Unfortunately this is not sufficient; consider the case where likes is {<1,2>,<3,2>,<1,4>,<3,4>}, i.e. there are two customers who like more than one pizza in common. pairsnomatch will be {<1,3>}, which is not right as customers 1 and 3 do like exactly the same pizza.
otherlikes = "R(otherlikes(othername, otherpizza), likes)"
hasMatches = f"S(cname<othername /\\ pizza==otherpizza, likes*{otherlikes})"
diffMatches = f"S(cname<othername /\\ pizza!=otherpizza, likes*{otherlikes})"
diffMatches2 = f"R(secondmatch(cnametwo, pizzatwo, othernametwo, otherpizzatwo), {diffMatches})"
safe = f"S(cname==cnametwo /\\ othername==othernametwo /\\ pizza==otherpizzatwo /\\ pizzatwo==otherpizza, {diffMatches}*{diffMatches2})"
toFilterOut = f"P([cname, pizza, othername, otherpizza], {safe})"
query = f"P([cname, othername], {hasMatches}) - P([cname, othername], {diffMatches} - {toFilterOut}))"
This answer fixes the problem by detecting the false negatives in safe and removing them from the set of customers who differ.

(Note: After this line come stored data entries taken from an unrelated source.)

PR #248, opened 2023-04-19
Fix #247

### LINKED ISSUE #247: Setting `add_config_path_arg=True` in `ArgumentParser` overwrites options with defaults
**Describe the bug**
Creating an `ArgumentParser` sets the values of
```
        FieldWrapper.add_dash_variants = add_option_string_dash_variants
        FieldWrapper.argument_generation_mode = argument_generation_mode
        FieldWrapper.nested_mode = nested_mode
```

so creating an `ArgumentParser` with default arguments inside parsing (as happens with `add_config_path_arg=True`) overwrites any custom settings of these.

**To Reproduce**

Create the program `reproduce.py`:

```python
import simple_parsing


@dataclass
class Baz:
    arg: int = 2


@dataclass
class Foo:
    baz: Baz = Baz()


if __name__ == "__main__":
    parser = simple_parsing.ArgumentParser(
        add_config_path_arg=True,  # setting to False works fine
        argument_generation_mode=simple_parsing.ArgumentGenerationMode.NESTED,
    )
    parser.add_arguments(Foo, "foo")
    args = parser.parse_args()
```
and run `python reproduce.py --help`

**Expected behavior**
At the very bottom, the argument `arg` should be accessible via `--foo.baz.arg`. It should print this:

```console
usage: reproduce.py [-h] [--foo.baz.arg int]

options:
  -h, --help         show this help message and exit

Foo ['foo']:
  Foo(baz: __main__.Baz = Baz(arg=2))

Baz ['foo.baz']:
  Baz(arg: int = 2)

  --foo.baz.arg int  (default: 2)
```

**Actual behavior**
Prints

```console
usage: reproduce.py [-h] [--config_path Path] [--arg int]

options:
  -h, --help          show this help message and exit
  --config_path Path  Path to a config file containing default values to use. (default: None)

Foo ['foo']:
  Foo(baz: __main__.Baz = Baz(arg=2))

Baz ['foo.baz']:
  Baz(arg: int = 2)

  --arg int           (default: 2)
```

rhaps0dy:
Pass the `FieldWrapper.` globals when an `ArgumentParser` is created again.

More bugs of this kind can emerge in the future, but this is the minimal change to fix this.

### DIFF
--- a/simple_parsing/parsing.py
+++ b/simple_parsing/parsing.py
@@ -298,7 +298,13 @@ class ArgumentParser(argparse.ArgumentParser):
                 self.set_defaults(config_file)
 
         if self.add_config_path_arg:
-            temp_parser = ArgumentParser(add_config_path_arg=False, add_help=False)
+            temp_parser = ArgumentParser(
+                add_config_path_arg=False,
+                add_help=False,
+                add_option_string_dash_variants=FieldWrapper.add_dash_variants,
+                argument_generation_mode=FieldWrapper.argument_generation_mode,
+                nested_mode=FieldWrapper.nested_mode,
+            )
             temp_parser.add_argument(
                 "--config_path",
                 type=Path,


lebrice:
Awesome, thanks a lot @rhaps0dy !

Intuitively, if we have a pair of customers in diffMatches who like different pizza, but who also like pizza that the other likes, then their preferences do not differ, and we can consider that pair a false negative. A example of this with the input above is diffMatches being {<1,2,3,4>,<1,4,3,2>}, causing <1,3> to be in safe and not be considered as differing.